Try it: If a line below includes the string "isFulldIdNamespaced", copy it.

Data for this exercise: Begin

PR #333, opened 2024-02-07
[steps][build-tools] add `eas-build` build function group

szdziedzic:
# Why

We want to add a concept called functions group to custom builds, so it is easier for users to just run our build process if they don't want to interfere with it but instead do some stuff after/before the build process.

# How

Add `eas/build` function group. This function group spawns build steps based on `eas` namespace functions required to complete the build in all needed configurations.

Usage:
```yml
build:
  name: test eas/build function group
  steps:
    - run: echo "Hello, world!"
    - eas/build
    - run: echo "Bye, world!"
```
Will do:
1. echo "Hello, world!"
2. checkout
3. install `node_modules`
...
n. upload artifacts
n+1. echo "Bye, world!"

# Test Plan

image
image

TBA Automatic tests

### DIFF
--- a/packages/build-tools/src/steps/functionGroups/build.ts
+++ b/packages/build-tools/src/steps/functionGroups/build.ts
@@ -1,0 +1,149 @@
+import { BuildFunctionGroup, BuildStep, BuildStepGlobalContext } from '@expo/steps';
+import { Platform } from '@expo/eas-build-job';
+
+import { createCheckoutBuildFunction } from '../functions/checkout';
+import { createInstallNodeModulesBuildFunction } from '../functions/installNodeModules';
+import { createPrebuildBuildFunction } from '../functions/prebuild';
+import { createInstallPodsBuildFunction } from '../functions/installPods';
+import { configureEASUpdateIfInstalledFunction } from '../functions/configureEASUpdateIfInstalled';
+import { generateGymfileFromTemplateFunction } from '../functions/generateGymfileFromTemplate';
+import { runFastlaneFunction } from '../functions/runFastlane';
+import { createFindAndUploadBuildArtifactsBuildFunction } from '../functions/findAndUploadBuildArtifacts';
+import { CustomBuildContext } from '../../customBuildContext';
+import { createGetCredentialsForBuildTriggeredByGithubIntegration } from '../functions/getCredentialsForBuildTriggeredByGitHubIntegration';
+import { resolveAppleTeamIdFromCredentialsFunction } from '../functions/resolveAppleTeamIdFromCredentials';
+import { configureIosCredentialsFunction } from '../functions/configureIosCredentials';
+import { runGradleFunction } from '../functions/runGradle';
+import { configureIosVersionFunction } from '../functions/configureIosVersion';
+import { injectAndroidCredentialsFunction } from '../functions/injectAndroidCredentials';
+import { configureAndroidVersionFunction } from '../functions/configureAndroidVersion';
+
+interface HelperFunctionsInput {
+  globalCtx: BuildStepGlobalContext;
+  buildToolsContext: CustomBuildContext;
+}
+
+export function createEasBuildBuildFunctionGroup(
+  buildToolsContext: CustomBuildContext
+): BuildFunctionGroup {
+  return new BuildFunctionGroup({
+    namespace: 'eas',
+    id: 'build',
+    createBuildStepsFromFunctionGroupCall: (globalCtx) => {
+      if (buildToolsContext.job.platform === Platform.IOS) {
+        // eslint-disable-next-line @typescript-eslint/prefer-nullish-coalescing
+        if (buildToolsContext.job.simulator || !buildToolsContext.job.secrets?.buildCredentials) {
+          return createStepsForIosSimulatorBuild({
+            globalCtx,
+            buildToolsContext,
+          });
+        } else {
+          return createStepsForIosBuildWithCredentials({
+            globalCtx,
+            buildToolsContext,
+          });
+        }
+      } else {
+        if (!buildToolsContext.job.secrets?.buildCredentials) {
+          return createStepsForAndroidBuildWithoutCredentials({
+            globalCtx,
+            buildToolsContext,
+          });
+        } else {
+          return createStepsForAndroidBuildWithCredentials({
+            globalCtx,
+            buildToolsContext,
+          });
+        }
+      }
+    },
+  });
+}
+
+function createStepsForIosSimulatorBuild({
+  globalCtx,
+  buildToolsContext,
+}: HelperFunctionsInput): BuildStep[] {
+  return [
+    createCheckoutBuildFunction().createBuildStepFromFunctionCall(globalCtx),
+    createInstallNodeModulesBuildFunction().createBuildStepFromFunctionCall(globalCtx),
+    createPrebuildBuildFunction().createBuildStepFromFunctionCall(globalCtx),
+    createInstallPodsBuildFunction().createBuildStepFromFunctionCall(globalCtx),
+    configureEASUpdateIfInstalledFunction().createBuildStepFromFunctionCall(globalCtx),
+    generateGymfileFromTemplateFunction().createBuildStepFromFunctionCall(globalCtx),
+    runFastlaneFunction().createBuildStepFromFunctionCall(globalCtx),
+    createFindAndUploadBuildArtifactsBuildFunction(
+      buildToolsContext
+    ).createBuildStepFromFunctionCall(globalCtx),
+  ];
+}
+
+function createStepsForIosBuildWithCredentials({
+  globalCtx,
+  buildToolsContext,
+}: HelperFunctionsInput): BuildStep[] {
+  const resolveAppleTeamIdFromCredentials =
+    resolveAppleTeamIdFromCredentialsFunction().createBuildStepFromFunctionCall(globalCtx, {
+      id: 'resolve_apple_team_id_from_credentials',
+    });
+  const prebuildStep = createPrebuildBuildFunction().createBuildStepFromFunctionCall(globalCtx, {
+    callInputs: {
+      apple_team_id: '${ steps.resolve_apple_team_id_from_credentials.apple_team_id }',
+    },
+  });
+  return [
+    createCheckoutBuildFunction().createBuildStepFromFunctionCall(globalCtx),
+    createInstallNodeModulesBuildFunction().createBuildStepFromFunctionCall(globalCtx),
+    createGetCredentialsForBuildTriggeredByGithubIntegration(
+      buildToolsContext
+    ).createBuildStepFromFunctionCall(globalCtx),
+    resolveAppleTeamIdFromCredentials,
+    prebuildStep,
+    createInstallPodsBuildFunction().createBuildStepFromFunctionCall(globalCtx),
+    configureEASUpdateIfInstalledFunction().createBuildStepFromFunctionCall(globalCtx),
+    configureIosCredentialsFunction().createBuildStepFromFunctionCall(globalCtx),
+    configureIosVersionFunction().createBuildStepFromFunctionCall(globalCtx),
+    generateGymfileFromTemplateFunction().createBuildStepFromFunctionCall(globalCtx),
+    runFastlaneFunction().createBuildStepFromFunctionCall(globalCtx),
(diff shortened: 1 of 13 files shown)


packages/steps/src/BuildConfigParser.ts
```diff
@@ -126,14 +153,43 @@ export class BuildConfigParser {
...
     return buildFunction.createBuildStepFromFunctionCall(this.ctx);
   }
 
+  private createBuildStepsFromBuildStepFunctionOrBuildStepFunctionGroupCall(
+    buildFunctions: BuildFunctionById,
+    buildFunctionGroups: BuildFunctionGroupById,
+    functionOrFunctionGroupId: string
+  ): BuildStep[] {
+    const maybeFunctionGroup = buildFunctionGroups[functionOrFunctionGroupId];
+    if (maybeFunctionGroup !== undefined) {
```
sjchmiela, line 182:
```suggestion
    if (maybeFunctionGroup) {
```

packages/steps/src/BuildConfigParser.ts
```diff
@@ -126,14 +153,43 @@ export class BuildConfigParser {
...
   private createBuildStepFromBuildStepBareFunctionCall(
     buildFunctions: BuildFunctionById,
-    functionId: BuildStepBareFunctionCall
+    functionId: BuildStepBareFunctionOrFunctionGroupCall
   ): BuildStep {
     const buildFunction = buildFunctions[functionId];
     return buildFunction.createBuildStepFromFunctionCall(this.ctx);
   }
 
+  private createBuildStepsFromBuildStepFunctionOrBuildStepFunctionGroupCall(
```
sjchmiela, line 176:
```suggestion
  private createBuildStepsFromBareBuildStepFunctionOrBareBuildStepFunctionGroupCall(
```
?

packages/steps/src/BuildConfigParser.ts
```diff
@@ -31,50 +31,77 @@ import { BuildWorkflowValidator } from './BuildWorkflowValidator.js';
...
+      return [this.createBuildStepFromBuildStepBareCommandRun(buildStepConfig)];
+    } else if (isBuildStepBareFunctionOrFunctionGroupCall(buildStepConfig)) {
+      return this.createBuildStepsFromBuildStepFunctionOrBuildStepFunctionGroupCall(
+        buildFunctions,
+        buildFunctionGroups,
+        buildStepConfig
+      );
     } else if (buildStepConfig !== null) {
-      return this.createBuildStepFromBuildStepFunctionCall(buildFunctions, buildStepConfig);
+      return [this.createBuildStepFromBuildStepFunctionCall(buildFunctions, buildStepConfig)];
```
sjchmiela, line 104: Should we allow inputs to function groups?

packages/build-tools/src/steps/functions/configureIosVersion.ts
```diff
@@ -64,6 +64,13 @@ export function configureIosVersionFunction(): BuildFunction {
         );
       }
 
+      if (!buildNumber && !appVersion) {
```
sjchmiela, line 67: Should we allow passing inputs to function groups and make the inputs available to all functions inside? Icky or necessary? (Honest question) How will `eas/build` work in a monorepo?

packages/build-tools/src/steps/functionGroups/build.ts
```diff
@@ -0,0 +1,149 @@
...
+import { configureIosVersionFunction } from '../functions/configureIosVersion';
+import { injectAndroidCredentialsFunction } from '../functions/injectAndroidCredentials';
+import { configureAndroidVersionFunction } from '../functions/configureAndroidVersion';
+
+interface HelperFunctionsInput {
+  globalCtx: BuildStepGlobalContext;
+  buildToolsContext: CustomBuildContext;
+}
+
+export function createEasBuildBuildFunctionGroup(
```
sjchmiela, line 26: And _now_ we can delete the non-custom builds flow haha!

packages/build-tools/src/steps/functions/installPods.ts
```diff
@@ -0,0 +1,18 @@
...
+  return new BuildFunction({
+    namespace: 'eas',
+    id: 'install_pods',
+    name: 'Install Pods',
+    fn: async (stepsCtx, { env }) => {
+      stepsCtx.logger.info('Installing pods');
+      await spawn('pod', ['install'], {
+        stdio: 'pipe',
+        env,
+        cwd: stepsCtx.workingDirectory,
```
sjchmiela, line 14: Shouldn't this execute in `ios` or something? What about monorepos?

packages/build-tools/src/steps/functions/installPods.ts
```diff
@@ -0,0 +1,18 @@
...
+import spawn from '@expo/turtle-spawn';
+
+export function createInstallPodsBuildFunction(): BuildFunction {
+  return new BuildFunction({
+    namespace: 'eas',
+    id: 'install_pods',
+    name: 'Install Pods',
+    fn: async (stepsCtx, { env }) => {
+      stepsCtx.logger.info('Installing pods');
+      await spawn('pod', ['install'], {
```
sjchmiela, line 11: Should we use the `npx pod-install` thing? https://linear.app/expo/issue/ENG-10529/discuss-replace-pod-install-step-with-npx-pod-installlatest-on-eas

packages/build-tools/src/steps/utils/expoUpdates.ts
```diff
@@ -35,9 +35,8 @@ export async function configureEASUpdateIfInstalledAsync({
   const expoUpdatesPackageVersion =
     await getExpoUpdatesPackageVersionIfInstalledAsync(workingDirectory);
   if (expoUpdatesPackageVersion === null) {
-    throw new Error(
-      `Cannot configure Expo Updates because the expo-updates package is not installed.`
-    );
+    logger.info('Expo Updates is not installed, skipping configuring Expo Updates.');
```
sjchmiela, line 38: Should we have some internal parameter that allows this to skip this only if run from within a function group? Like, if a user tries to configure updates in a manually written workflow, should we error?

sjchmiela: If the function group could dynamically define next step it would be ideal, but much more complicated.

packages/steps/src/BuildConfigParser.ts
szdziedzic: Maybe in the future, in this PR I would keep it as concise as possible

packages/build-tools/src/steps/functions/configureIosVersion.ts
szdziedzic: TBH I'm not sure if this is necessary for v1, `eas/build` by default operates on "inputs" from `job` (if other inputs are not provided).

szdziedzic: >How will eas/build work in a monorepo
I hope it will work fine xD, I believe that our `eas/install_node_modules` function works well with monorepos

packages/build-tools/src/steps/functionGroups/build.ts
szdziedzic: hahah xD

packages/build-tools/src/steps/functions/installPods.ts
szdziedzic: It should

sjchmiela: What I meant by mentioning monorepos is that if I have a monorepo where the Expo app is under `packages/mobile-app` or something, things will go bad.

I think it's ok though for v1, as you suggest. Let's let users build normal apps with `eas/build` and let the more advanced ones use specific steps from examples.

szdziedzic: If we do working directory = `./ios` it will be run in the correct directory because after the `checkout` the `.` resolves to react native project directory

szdziedzic: So it should also work for monorepos

szdziedzic: Fixing it

packages/build-tools/src/steps/functions/installPods.ts
szdziedzic: I think we should keep it 1:1 with EAS Build standard flow which is currently using `pod install`

packages/build-tools/src/steps/utils/expoUpdates.ts
szdziedzic: yeah, I agree

szdziedzic: Added new input to solve for this

packages/steps/src/BuildConfigParser.ts
```diff
@@ -126,14 +154,43 @@ export class BuildConfigParser {
     });
   }
 
+  private createBuildStepsFromBuildStepBareFunctionGroupCall(
+    buildFunctionGroups: BuildFunctionGroupById,
+    functionGroupId: string
+  ): BuildStep[] {
+    const buildFunctionGroup = buildFunctionGroups[functionGroupId];
+    assert(
+      buildFunctionGroup !== undefined,
```
sjchmiela, line 163:
```suggestion
      buildFunctionGroup,
```

packages/steps/src/BuildConfig.ts
```diff
@@ -456,3 +470,7 @@ function maybeResolveCustomFunctionRelativePath(dir: string, customFunctionPath:
   }
   return customFunctionPath;
 }
+
+function isFulldIdNamespaced(fullId: string): boolean {
```
sjchmiela, line 474:
```suggestion
function isFullIdNamespaced(fullId: string): boolean {
```

packages/steps/src/BuildConfig.ts
```diff
@@ -410,42 +410,56 @@ export function isBuildStepFunctionCall(step: BuildStepConfig): step is BuildSte
...
     }
   }
-  const calledFunctions = Array.from(calledFunctionsSet);
+  const calledFunctionsOrFunctionGroup = Array.from(calledFunctionsOrFunctionGroupsSet);
   const externalFunctionIdsSet = new Set(externalFunctionIds);
-  const nonExistentFunctions = calledFunctions.filter((calledFunction) => {
-    if (BuildFunction.isFulldIdNamespaced(calledFunction) && skipNamespacedFunctionsCheck) {
-      return false;
+  const externalFunctionGroupsIdsSet = new Set(externalFunctionGroupsIds);
+  const nonExistentFunctionsOrfunctionGroups = calledFunctionsOrFunctionGroup.filter(
```
sjchmiela, line 443:
```suggestion
  const nonExistentFunctionsOrFunctionGroups = calledFunctionsOrFunctionGroup.filter(
```

packages/build-tools/src/steps/utils/expoUpdates.ts
```diff
@@ -29,15 +29,23 @@ export async function configureEASUpdateIfInstalledAsync({
...
-    throw new Error(
-      `Cannot configure Expo Updates because the expo-updates package is not installed.`
-    );
+    if (inputs.throwIfNotConfigured) {
+      logger.error(
+        'Cannot configure EAS Update because the expo-updates package is not installed.'
+      );
+      throw new Error(
+        'Cannot configure EAS Update because the expo-updates package is not installed.'
+      );
```
sjchmiela, line 45: Why do we need to both log an error and throw an error? Shouldn't throwing be sufficient?

packages/build-tools/src/steps/utils/expoUpdates.ts
```diff
@@ -29,15 +29,23 @@ export async function configureEASUpdateIfInstalledAsync({
   inputs: {
     runtimeVersion?: string;
     channel?: string;
+    throwIfNotConfigured: boolean;
```
sjchmiela, line 32: nit: I was thinking this "mode" could be based off a parameter provided to `configureEASUpdateIfInstalledFunction`. Then the `fn` could even check `getExpoUpdatesPackageVersionIfInstalledAsync` before calling (or not calling) `configureEASUpdateIfInstalledAsync`. This would keep the oddity of `throwIfNotConfigured` in the `BuildFunction`, not leaking it to utils.

sjchmiela (approved):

Data for this exercise: End

Task response:
+function isFulldIdNamespaced(fullId: string): boolean {
-    if (BuildFunction.isFulldIdNamespaced(calledFunction) && skipNamespacedFunctionsCheck) {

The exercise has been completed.